- _EXERCISE INPUTS_
PR #736, opened 2022-07-24
Add full support for Mac-specific keyboard layouts

### LINKED ISSUE #206: Add full support for Mac-specific keyboard layouts
Windows and Linux use the standard keyboard layout. Mac uses <kbd>Cmd</kbd> instead of <kbd>Ctrl</kbd>. For example, copy (<kbd>Ctrl</kbd><kbd>C</kbd>) is <kbd>Cmd</kbd><kbd>A</kbd> on a Mac. Mac also uses <kbd>Option</kbd> instead of <kbd>Alt</kbd>. We need two different versions of our key bindings depending on whether it's Mac or non-Mac.

This is probably an important feature before we launch at the end of Sprint 5 with version 0.1.

- [x] Rust (Input Preprocessor/Input Mapper)
- [x] Rust (menu bar)
- [x] Rust (tooltips)
- [x] Rust (hints) - temporary solution to override the displayed hint on Macs, eventually should be replaced with #741 (also related: #739)
- [x] TypeScript
- [x] Vue ([~~event modifiers~~](https://vuejs.org/guide/essentials/event-handling.html#event-modifiers), [~~key aliases~~](https://vuejs.org/guide/essentials/event-handling.html#key-modifiers)~~, and~~ [system modifier keys](https://vuejs.org/guide/essentials/event-handling.html#key-modifiers) - ~~some progress in #419~~)
- [ ] Switch from event.key to event.code because Alt+key combinations transform the key to special characters that don't match **(saving for another PR)**

Keavon:
Closes #206


TrueDoctor:
Did not check the frontend code, but the rest all looks good!

TrueDoctor (approved):

PR #1328, opened 2023-07-16
Artboard nodes

### LINKED ISSUE #1221: Render node-based artboards
Part of #1171

The output from that special node graph is of type `ArtboardGroup` and it should enter the SVG output renderer and become an appropriately colored background rectangle as well as a definition for a [clipping mask](https://developer.mozilla.org/en-US/docs/Web/SVG/Tutorial/Clipping_and_masking).
    
(A checkered transparency background (defined in CSS) should also be included in the viewport, but in a way that causes it to be excluded from things that rasterize the artboard.)

0HyperCube:
Closes #1221
Cool Artboards


Keavon (approved):
There are still a few bugs (and I even managed a crash) arising from the quantum entanglement of the old and new artboards, but I fixed a few of the most severe issues and this should be fine for now until you can remove the quantum entanglement with the old code. This is a fantastic start with a clear view to the finish line now, thank you for your efforts!

PR #1331, opened 2023-07-23
Fix nudge resizing having the wrong pivot 

### LINKED ISSUE #1317: Make arrow key nudge-resizing operate in document space
The nudge system correctly moves by 1px (or 10px when <kbd>Shift</kbd> is held down) relative to the document (so the nudge happens regardless of viewport zoom). However, nudge-resizing is currently viewport-relative which isn't desired, and this means the zoom level ends up factoring itself into your new scale value (which can be especially undesirable if the view is at a noninteger ratio, causing the selected layers to render with antialiasing because they will have lost grid alignment).

- Nudging is using the arrow keys to move the selected layers around within the canvas.
- Nudge resizing is using the arrow keys, while also holding <kbd>Alt</kbd>, to resize the bottom and right edges of the selected layers (or top and left if <kbd>Ctrl</kbd> is also pressed)

---

The following might no longer be relevant after the unified node graph refactor when the nudge system was rewritten to use the document graph (in #1501). But last time we tried switching from viewport space nudging to document space nudging, the following problem occurred. It's left here for context if necessary.

> Currently, if you select a layer and change its size with <kbd>alt</kbd> + arrow key then the layer gets a seemingly arbitrary translation also. This is related to `DocumentMessage::NudgeSelectedLayers`. A reasonable approach would be to not change the translation of the layer, so that the pivot does not move.
> 
> Note that we don't want to use the actual pivot point for the layer (image, controlled by dragging it or this widget: image). We want to use the top left of the bounding box since that's more useful for positioning the layer which is what this nudge-resize feature is used for.
> 
> This is a regression introduced in #1114, which correctly switched from viewport-space to document-space for nudging but introduced this functionality regression for nudge resizing. A correct fix will need to change how the transforms calculate the final size so it doesn't cause an unintended translation.

dhruv-ahuja:
Closes #1317

https://github.com/GraphiteEditor/Graphite/assets/83733638/7caeb357-9ea8-4fd2-ba66-8412016fb92e


dhruv-ahuja:
Closing this one as per discussion.

PR #1332, opened 2023-07-26
Show disabled menu bar entries with no active document

dhruv-ahuja:
Making the change as advised. This change will allow the user to see all possible submenus without being able to use them if there is no active document.
This somewhat reverts the behaviour of one previous PR.


Keavon:
Looks great, thank you!

Keavon (approved):

PR #1342, opened 2023-07-30
Fix artboard thumbnails

0HyperCube:
The layer nodes now have thumbnails again. These were broken because the string identifer pointed to "graphene_std" instead of "graphene_core", the document id paths are different, and because the nodes are now not part of a layer.

### DIFF
--- a/editor/src/node_graph_executor.rs
+++ b/editor/src/node_graph_executor.rs
@@ -29,6 +29,22 @@ use std::rc::Rc;
 use std::sync::mpsc::{Receiver, Sender};
 use std::sync::Arc;
 
+/// Identifies a node graph, either the document graph or a node graph associated with a legacy layer.
+#[derive(Clone, Copy, Hash, PartialEq, Eq, Debug)]
+pub enum GraphIdentifier {
+	DocumentGraph,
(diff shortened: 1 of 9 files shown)


editor/src/node_graph_executor.rs
```diff
@@ -271,7 +263,7 @@ pub struct NodeGraphExecutor {
 	receiver: Receiver<NodeGraphUpdate>,
 	// TODO: This is a memory leak since layers are never removed
 	pub(crate) last_output_type: HashMap<Vec<LayerId>, Option<Type>>,
-	pub(crate) thumbnails: HashMap<LayerId, HashMap<NodeId, SvgSegmentList>>,
+	pub(crate) thumbnails: HashMap<Option<LayerId>, HashMap<NodeId, SvgSegmentList>>,
```
TrueDoctor, line 266: I don't really like this being an option, feels like a hack. Or I just don't understand the reasoning, could you add a comment in that case?

TrueDoctor (approved):
LGTM

I don't love the repurposing of the hash map for legacy layers and the new document graph but I guess that is fine for now, we just need to remember to change it back afterwards

PR #1346, opened 2023-07-31
Switch to the widget builder pattern on all remaining layouts

0HyperCube:
Use the widget builder pattern everywhere. I don't think I broke anything but you may wish to test again.


TrueDoctor (approved):
The code looks good, did not check in detail but looks good

Keavon (approved):
So much more ergonomic, thank you. (And those lines saved, wow!)

Cargo.toml
```diff
@@ -28,7 +28,7 @@ resolver = "2"
 exclude = ["node-graph/gpu-compiler"]
 
 [workspace.dependencies]
-specta = { git = "https://github.com/0HyperCube/specta.git", rev = "d28cd72ea4ea2f6eaa85e0622d3a98340dbb43d3", features = [
+specta = { git = "https://github.com/0HyperCube/specta.git", rev = "c47a22b4c0863d27bc47529f300de3969480c66d", features = [
```
Keavon, line 31: Just checking, does the reason you had to maintain your own fork still persist or would we be able to switch back to their official repo now? @0HyperCube

0HyperCube: Two reasons @Keavon 
- They specify glam=0.22 whereas we use glam=0.24 so the encoding doesn't work.
- Their current release doesn't allow doc comments and produces a compile error.
```
error[E0659]: `doc` is ambiguous
  --> editor/src/messages/layout/utility_types/misc.rs:27:2
   |
27 |     /// The color swatch for the working colors and a flip and reset button found at the bottom of the tool shelf.
   |     ^^^^^^^^^^^^^^^^^^^^^^^^^^^^^^^^^^^^^^^^^^^^^^^^^^^^^^^^^^^^^^^^^^^^^^^^^^^^^^^^^^^^^^^^^^^^^^^^^^^^^^^^^^^^^^ ambiguous name
   |
   = note: ambiguous because of a name conflict with a builtin attribute
   = note: `doc` could refer to a built-in attribute
note: `doc` could also refer to the derive helper attribute defined here
  --> editor/src/messages/layout/utility_types/misc.rs:4:83
   |
4  | #[derive(PartialEq, Clone, Debug, Hash, Eq, Copy, Serialize, Deserialize, specta::Type)]
   |                                                                                   ^^^^
```

Keavon: Gotcha, thanks. Would you mind including that in a comment?

PR #1355, opened 2023-08-03
Add line extension snapping mode

Keavon:
For hotkey-based line extension, hitting the key "V" while using the path tool enables snapping to whichever of the one or two imaginary infinite lines the being-dragged point's current position is closer to.

[Reopens #1285]


Keavon:
@0HyperCube I ended up rebasing it, but had to create a new PR for this. In response to my question for you in that earlier PR (#1285)...

> I'm concerned that this adds 830 lines of code, that's way too much for a feature like this I would think. @TrueDoctor @0HyperCube could I please get your thoughts on this and how to proceed?

...we can now see the diff again properly. Do you think any of this code is salvageable, or is it just way too badly structured and we should just put this issue back up for grabs so someone else can implement it? (Please prioritize your current focus over spending time answering this for the next week or two, though, I'll remind you about this then.)

0HyperCube (commented):
This PR seems to be already merged with grid?

Just looking at the path tool modifications, I would agree that accessing the next and previous anchors and storing them, then projecting the mouse position onto these rays should not be >50 lines.

Keavon:
> This PR seems to be already merged with grid?

I believe grid and this branch both have a common commit history that diverge at some point. But yeah, 830 lines to do something that should be done in 50 is not worth merging, so I agree with closing this.

PR #1359, opened 2023-08-04
Add config for nix-shell

isiko:
This adds a development environment for Nix users, which automatically installs all libraries needed for building and fixes some nix stuff.


shell.nix
```diff
@@ -0,0 +1,50 @@
+let
```
Keavon, line 1: Please add a comment at the top of the file which provides a detailed explanation of what the purpose of this file is. Assume no knowledge of what nix-shell or nix is.

isiko: I added a comment, I hope that's descriptive enough :+1:

Keavon: Thanks. But since I don't know Nix is, this doesn't really explain anything to me. However it looks like it's much more useful now for people who do directly intend to use it. Adding a description of why this file exists, assuming no knowledge of Nix, would be important. Thank you!

isiko: I asked TrueDoctor for some Input and added a bit to the description :+1:

PR #1368, opened 2023-08-06
Decrease graph compilation time significantly

TrueDoctor:

### DIFF
--- a/node-graph/graph-craft/src/proto.rs
+++ b/node-graph/graph-craft/src/proto.rs
@@ -462,26 +462,31 @@ impl ProtoNetwork {
 
 	fn reorder_ids(&mut self) {
 		let order = self.topological_sort();
-		// Map of node ids to indexes (which become the node ids as they are inserted into the borrow stack)
-		let lookup: HashMap<_, _> = order.iter().enumerate().map(|(pos, id)| (*id, pos as NodeId)).collect();
-		self.nodes = order
-			.iter()
-			.enumerate()
-			.map(|(pos, id)| {
-				let node = self.nodes.swap_remove(self.nodes.iter().position(|(test_id, _)| test_id == id).unwrap()).1;
-				(pos as NodeId, node)
-			})
-			.collect();
-		self.replace_node_references(&lookup, false);
-		assert_eq!(order.len(), self.nodes.len());
-	}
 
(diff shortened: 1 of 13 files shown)


node-graph/graph-craft/src/proto.rs
```diff
@@ -340,45 +333,59 @@ impl ProtoNetwork {
...
-				let pre_node_input = inputs.get(input_node as usize).expect("input node should exist");
-				let pre_path = paths.get(input_node as usize).expect("input node should exist");
-				Some((input_node, *id, pre_node_input.clone(), pre_path.clone()))
-			} else {
-				resolved.insert(*id);
-				None
+		let max_id = self.nodes.len() as NodeId - 1;
+
+		// Collect outward edges once
+		let outwards_edges = self.collect_outwards_edges();
```
Keavon, line 342: I have to request we use "upstream" or "downstream" since "outwards" conveys no meaning to me and I have no clue if that means upstream or downstream. As a reminder, upstream means easier in the execution, more to the left of the graph. Water flowing through a stream, or data through the graph, progresses downstream and rightward to the output over time.

Keavon (approved):

node-graph/graph-craft/src/proto.rs
TrueDoctor: Outwards means the arrow leaves the node and inward means the opposite I've always found that to be quite intuitive, especially considering that we at this point do not yet necessarily have a DAG and without a dag the notion of upstream and downstream doesn't really make sense right?
But this is not a hill I would like to die on

Keavon: To me "outward" implies "radiating outward in all directions" and conveys no meaning to me. Now that you have explained it, I suppose I see your logic for the choice of word but it's not something I would be able to understand without learning and remembering the alternative word choice. Is there a reason that the standard upstream/downstream terminology confuses you?

TrueDoctor: I always mix up upstream and downstream. I think another reason is that there is not direct equivalent term in german so there is not really something to map that against. The notion of not having a direction is actually accurate as we at this stage don't necessarily have an established flow yet, that basically happens after the topological sort. But yeah idk, hypercube chose the terminology initially

PR #1370, opened 2023-08-07
Correct Snapping Offsets After Canvas Transformation When Using Snap-Reliant Tools

dhruv-ahuja:
This PR aims to fix the current state of tools using snapping, where they currently use old snapping offsets even when the canvas has transformed through panning.


dhruv-ahuja:
I've reverted the LineTool changes as discussed, since its behaviour seems to be attached to changes required for the nudge resize change for the SelectTool.

TrueDoctor (approved):

PR #1373, opened 2023-08-07
Add Circular Repeat Node

isiko:
Repeats a given set of Vector Data in a circular pattern a specified amount of times.


TrueDoctor (approved):
Should be good after those nitpicks have been adressed

isiko:
Should be all fixed now

PR #1376, opened 2023-08-08
Add bounding box node

isiko:
Generates a rectangle based on the bounding box of the input vector data


isiko:
There's a weird Issue with moving the output data after the bouning box is added, but I don't really see how that could be caused by my code and seems more like some kind of caching issue
[Screencast from 2023-08-08 17-27-49.webm](https://github.com/GraphiteEditor/Graphite/assets/44641688/ad36e159-fdc6-42a2-a0cf-f04b1ac621c0)

isiko:
Should be fixed now

TrueDoctor (approved):

PR #2516, opened 2025-04-05
Make the 'Tangent Inverse' node accept DVec2 in lieu of the separate atan2 node

kythyria:
In this fashion it doubles as atan2; in theory the dedicated atan2 node can now be removed or replaced with a subgraph, but that might break existing files.


Keavon:
Please also delete the old atan2 node now that it's redundant (and had the wrong way of exposing X/Y).

Keavon:
!build

Keavon (approved):

PR #2518, opened 2025-04-05
Add GRS tests for different types of nested layer multi-selections

### LINKED ISSUE #2465: Testing for GRS

rahat2134:
Closes #2465 

Added a comprehensive test for Graphite's transform operations (Grab, Rotate, Scale) across different selection scenarios:
Single layer selection
Multiple layers selection
Group selection


rahat2134:
@0HyperCube PTAL!!

editor/src/messages/tool/transform_layer/transform_layer_message_handler.rs
```diff
@@ -1139,4 +1140,80 @@ mod test_transform_layer {
...
+		let mut editor = EditorTestUtils::create();
+		editor.new_document().await;
+		editor.draw_rect(0., 0., 100., 100.).await;
+		editor.draw_rect(150., 0., 250., 100.).await;
+		editor.draw_rect(0., 150., 100., 250.).await;
+		editor.draw_rect(150., 150., 250., 250.).await;
+		let document = editor.active_document();
+		let layers: Vec<LayerNodeIdentifier> = document.metadata().all_layers().collect();
+
+		assert!(layers.len() >= 4);
```
0HyperCube, line 1155: Why is this `>=`? Surely you can specify exactly?

editor/src/messages/tool/transform_layer/transform_layer_message_handler.rs
```diff
@@ -1139,4 +1140,80 @@ mod test_transform_layer {
...
+		editor.move_mouse(50.0, 50.0, ModifierKeys::empty(), MouseKeys::NONE).await;
+		editor
+			.handle_message(TransformLayerMessage::PointerMove {
+				slow_key: Key::Shift,
+				increments_key: Key::Control,
+			})
+			.await;
+		editor.handle_message(TransformLayerMessage::ApplyTransformOperation { final_transform: true }).await;
+		let final_transform = get_layer_transform(&mut editor, layers[0]).await.unwrap();
+		assert!(final_transform != original_transform, "Transform should change for single layer");
```
0HyperCube, line 1186: The fact that the transform changes is not that useful. Please test the actual transform with `DAffine2::abs_diff_eq`.

editor/src/messages/tool/transform_layer/transform_layer_message_handler.rs
```diff
@@ -1139,4 +1140,80 @@ mod test_transform_layer {
...
+				increments_key: Key::Control,
+			})
+			.await;
+		editor.handle_message(TransformLayerMessage::ApplyTransformOperation { final_transform: true }).await;
+		let final_transform_1 = get_layer_transform(&mut editor, layers[0]).await.unwrap();
+		let final_transform_2 = get_layer_transform(&mut editor, layers[1]).await.unwrap();
+		assert!(final_transform_1 != original_transform_1, "Transform should change for first layer in multi-selection");
+		assert!(final_transform_2 != original_transform_2, "Transform should change for second layer in multi-selection");
+
+		// Test 3: Transform group
```
0HyperCube, line 1210: I also think it would be useful if you could scale the group and then translate layers in the group. This would then test that the transforms work correctly when the parent is transformed (which tends to be rather fragile).

0HyperCube (commented):
Thanks for the contribution so far.

editor/src/messages/tool/transform_layer/transform_layer_message_handler.rs
rahat2134: Sorry for this, I will try to keep this in mind now!

editor/src/messages/tool/transform_layer/transform_layer_message_handler.rs
rahat2134: @0HyperCube please have a look to new changes! If it is implemented correctly!

rahat2134:
@0HyperCube PTAL!

0HyperCube (approved):

PR #2519, opened 2025-04-06
Allow the fill bucket tool to fill a raster image

EllenGYY:
•	Adds a “Raster Fill” node when the fill bucket tool is used on a raster layer.
•	Non-destructive: deleting the node restores the image to its original state.
•	Users can adjust the “tolerance” of color similarity, based on Euclidean distance in LAB color space (currently per-layer only).

Possible improvements:
	•	Allow users to adjust and delete individual fill operations on the same layer, including their respective tolerance settings.
	•	Add support for gradient fills.

raster-fill-demo


Keavon:
Please fix the CI failure on the test `messages::tool::tool_messages::fill_tool::test_fill::ignore_raster`.

editor/src/messages/tool/tool_messages/fill_tool.rs
```diff
@@ -71,37 +76,111 @@ enum FillToolFsmState {
...
+			let tolerance = if let Some(TaggedValue::F64(tolerance)) = existing_fills[3].as_value().cloned() {
+				tolerance
+			} else {
+				1.
+			};
+
+			*self = Self { fills, start_pos, tolerance };
+		}
+
+		// TODO: Why do we overwrite the tolerance that we just set a couple lines above?
```
Keavon, line 111: @EllenGYY

node-graph/gstd/src/raster.rs
```diff
@@ -684,6 +685,92 @@ fn mandelbrot_impl(c: Vec2, max_iter: usize) -> usize {
...
+		Vec<Option<Color>>,
+		Vec<Color>,
+		Vec<Gradient>
+	)]
+	/// The fills to paint the path with.
+	#[default(Vec<Color::BLACK>)]
+	fills: Vec<F>,
+	/// The starting positions of the flood fill points in the layer's local coordinates.
+	positions: Vec<DVec2>,
+	// TODO: What is the range? I'd expect 0-255, but we should also rescale that to 0-1. But this crashes at larger values approaching 100. And tolerance should be per-position not global to the node.
```
Keavon, line 705: @EllenGYY

editor/src/messages/tool/tool_messages/fill_tool.rs
```diff
@@ -71,37 +76,111 @@ enum FillToolFsmState {
 	Filling,
 }
 
+#[derive(Clone, Debug, Default)]
+struct FillToolData {
```
Keavon, line 80: We need to set the tolerance in the tool's control bar. It should range from 0 (only the identically colored pixels) to 1 (all pixels regardless of color). We should also have a checkbox for contiguous.

editor/src/messages/tool/tool_messages/fill_tool.rs
```diff
@@ -71,37 +76,111 @@ enum FillToolFsmState {
...
+	fills: Vec<Fill>,
+	start_pos: Vec<DVec2>,
+	tolerance: f64,
```
Keavon, line 83:
```suggestion
	tolerance: Vec<f64>,
```

Keavon (changes requested):

node-graph/gstd/src/raster.rs
EllenGYY: The tolerance is calculated by the euclidean distance in the CIELAB colorspace, which is a perspecively correct way of measuring color difference. Although value of A and B is autually boundaryless, softwares usually use -128 to 128, and the L has a range of 0 to 100. I will look into it and fix the bugs that cause the crash.

Keavon:
Checking in @EllenGYY.

EllenGYY:
@Keavon As the semester is approaching its final weeks and I have several project / research deadlines, I’ll revisit and improve this function’s behavior after my finals on May 1st.

Keavon:
Sounds good, thank you for the update.

PR #2523, opened 2025-04-06
Add the settings popover menu for the Overlays toggle

seam0s-dev:
Added options on the frontend to selectively disable/enable certain types of overlays.


seam0s-dev:
@Keavon Is it good to open now?

Keavon:
You'll need to first resolve the merge conflict. Then I can give it a test if you think it's ready for production, excepting for any feedback I find when testing that you didn't notice in your own (hopefully thorough testing).

Keavon:
Ok, in that case, please mark it as ready for review with a comment about that (which you just gave) so it turns from gray to green and I can look at it in my review queue.

editor/src/messages/portfolio/document/overlays/utility_types.rs
```diff
@@ -21,6 +21,108 @@ pub fn empty_provider() -> OverlayProvider {
 	|_| Message::NoOp
 }
 
+// Types of overlays used by DocumentMessage to enable/disable select group of overlays in the frontend
+#[derive(PartialEq, Clone, Debug, serde::Serialize, serde::Deserialize, specta::Type)]
+pub enum OverlaysType {
+	All,
```
Keavon, line 27: You can probably remove `All` and replace the whole `OverlaysType` with `Option<OverlaysType>` where `None` is equivalent to `All` being false and `Some` is equivalent to true.

Keavon: Upon further thought, that's not true because you'll lose your settings when it becomes `None`. I recommend just storing a separate bool outside of `OverlaysType`.

Keavon:
Bug: when Transform Cage is disabled, but dragging the compass rose by the X or Y arrows, we're incorrectly allowed to freely drag the object anywhere (not just along the constrained axis line).

seam0s-dev:
Could you give a demo on what you meant by the bug with Anchors?

Keavon:
Sure: if you have some anchors selected with the Path tool active, turning off then back on the anchors visibility causes them to all get deselected.

seam0s-dev:
Just wanted to confirm. Thanks.

editor/src/messages/tool/tool_messages/select_tool.rs
```diff
@@ -588,13 +592,15 @@ impl Fsm for SelectToolFsmState {
 					}
 				}
 
-				if let Some(bounds) = bounds {
-					let bounding_box_manager = tool_data.bounding_box_manager.get_or_insert(BoundingBoxManager::default());
+				if overlay_context.visibility_settings.transform_cage() {
```
c-mateo, line 595: Overlays message has important side effects. For example, it modifies `tool_data.skew_edge`, `tool_data.bounding_box_manager` and `tool_data.compass_rose`.  This line breaks snapping to an axis by grabbing the compass rose. Make sure to modify only what's needed. In this case, the condition `overlay_context.visibility_settings.transform_cage()` should be checked only to render overlays or not, like this:
```rs
if overlay_context.visibility_settings.transform_cage() {
    bounding_box_manager.render_overlays(&mut overlay_context, true);
}
```

seam0s-dev: The functionality provided by the bounding box should also be disabled with the overlays such as rotating, resizing, skewing etc.

Keavon:
One last issue: the master checkbox has stopped working (presumably as a result of your refactor to the `All` enum variant).

Keavon (approved):

PR #2561, opened 2025-04-12
Fix inability to drag axis-aligned lines

### LINKED ISSUE #2549: It's impossible to drag axis-aligned lines
If a line is drawn perfectly horizontally or vertically (even if rotated afterward), the usual visual feedback you get for hovering over the line (within distance of its stroke thickness) doesn't work as it does for lines originally drawn at other angles, and clicking on the line to select it works only within a much narrower strip along its path. And while that very narrow area can be clicked to select the layer, it can't be dragged to move the layer; this causes a box selection to occur. See the video comparing the expected behavior of a line that was drawn with a tilt from that of a line drawn horizontally:

https://github.com/user-attachments/assets/8be530d0-73b2-4738-b5c4-1ebfea425c2b

A possibly related issue that might be a debugging clue:

https://github.com/user-attachments/assets/ca5bd7fb-4223-4f1d-8303-955f1febfea1

Bonus bug fix:

The cursor always shows rotation on axis-aligned lines but it actually does correctly scale or rotate based on proximity.

https://github.com/user-attachments/assets/13e16c1b-6cec-4129-b79a-46180e936e2b

mTvare6:
Fixes #2549


Keavon:
!build

Keavon (approved):

PR #2562, opened 2025-04-13
Restore auto-panning that #2443 had broken

### LINKED ISSUE #2504: Auto panning doesn't work (regression)
Auto panning doesn't work any more for any tools.

A regression introduced by #2443.

Before (working): https://40d7cf62.graphite.pages.dev/
After (broken): https://ba64e548.graphite.pages.dev/

c-mateo:
Fixes #2504 by restoring part of the code deleted in #2443

### DIFF
--- a/frontend/wasm/src/editor_api.rs
+++ b/frontend/wasm/src/editor_api.rs
@@ -153,7 +153,8 @@ impl EditorHandle {
 							handle.send_frontend_message_to_js(message);
 						}
 
-						// Currently needed for auto panning to work. Maybe there's a better way to do this
+						// Used by auto-panning, but this could possibly be refactored in the future, see:
+						// <https://github.com/GraphiteEditor/Graphite/pull/2562#discussion_r2041102786>
 						for message in editor.handle_message(BroadcastMessage::TriggerEvent(BroadcastEvent::AnimationFrame)) {
 							handle.send_frontend_message_to_js(message);
 						}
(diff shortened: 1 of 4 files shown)


frontend/wasm/src/editor_api.rs
```diff
@@ -152,6 +152,11 @@ impl EditorHandle {
 						for message in editor.handle_message(AnimationMessage::IncrementFrameCounter) {
 							handle.send_frontend_message_to_js(message);
 						}
+
+						// Currently needed for auto panning to work. Maybe there's a better way to do this
+						for message in editor.handle_message(BroadcastMessage::TriggerEvent(BroadcastEvent::AnimationFrame)) {
+							handle.send_frontend_message_to_js(message);
+						}
```
TrueDoctor, line 159: I think it would be better to dispatch both the broadcast event and the increment frame counter message from the CurrentTime input preprocessor message handler. Having these multiple invocations is not pretty. It also somewhat obfuscates that setting the current time now has a side effect (of changing the frame time).
I'm also wondering if it even makes sense to use the animation frame here at all for non render related editor timing. We could consider adding a LogicTick  broadcast event which is triggered on a set interval timer and seperate this completely from animation related functionality

Keavon: > I'm also wondering if it even makes sense to use the animation frame here at all for non render related editor timing. We could consider adding a LogicTick broadcast event which is triggered on a set interval timer and seperate this completely from animation related functionality

(To be clear, that would be a separate discussion for a later PR, this one is just focused on un-breaking the functionality without refactoring or rearchitecting it.)

TrueDoctor: I mean the code should work, I just don't like it, but I didn't like it before either so that is not a merge blocker

Keavon (approved):

Keavon:
!build

Keavon (approved):

Issue #2488, opened 2025-03-25
Testing gradient tool


0HyperCube:
- [x] Drawing on offset documents (#2481)
- [x] <kbd>Shift</kbd> to snap to 15 degrees (#2481)
- [x] Double click to insert a gradient stop (#2527)
- [x] Dragging the stop rearranges the ordering (#2565)
- [x] Dragging an endpoint sets the correct point in the viewport (#2564)
- [ ] Select and <kbd>delete</kbd> removes a stop, which is currently broken by [this PR](https://github.com/GraphiteEditor/Graphite/issues/2445) so this also needs to be fixed

PR #2564, opened 2025-04-13
Add Gradient tool test for dragging an endpoint setting the correct point in the viewport

Sidharth-Singh10:
Closes part of  #2488


editor/src/messages/tool/tool_messages/gradient_tool.rs
```diff
@@ -709,4 +709,65 @@ mod test_gradient {
 			positions
 		);
 	}
+
+	#[tokio::test]
+	async fn dragging_endpoint_sets_correct_point() {
```
0HyperCube, line 714: It might be useful to change the transform of the layer as well as to zoom the document. This actually confirms that it works in viewport space. You can do this with something like:
```rs
editor.handle_message(NavigationMessage::CanvasZoomSet { zoom_factor: 2.0 }).await;
editor.handle_message(GraphOperationMessage::TransformSet { ... }).await;
```

Sidharth-Singh10: done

- _INSTRUCTIONS FOR THE TASK_
The response must consist of the lines above, from the first one through the line containing "- [x] Rust (tooltips)", reproduced exactly.

- _TASK ANSWER_
PR #736, opened 2022-07-24
Add full support for Mac-specific keyboard layouts

### LINKED ISSUE #206: Add full support for Mac-specific keyboard layouts
Windows and Linux use the standard keyboard layout. Mac uses <kbd>Cmd</kbd> instead of <kbd>Ctrl</kbd>. For example, copy (<kbd>Ctrl</kbd><kbd>C</kbd>) is <kbd>Cmd</kbd><kbd>A</kbd> on a Mac. Mac also uses <kbd>Option</kbd> instead of <kbd>Alt</kbd>. We need two different versions of our key bindings depending on whether it's Mac or non-Mac.

This is probably an important feature before we launch at the end of Sprint 5 with version 0.1.

- [x] Rust (Input Preprocessor/Input Mapper)
- [x] Rust (menu bar)
- [x] Rust (tooltips)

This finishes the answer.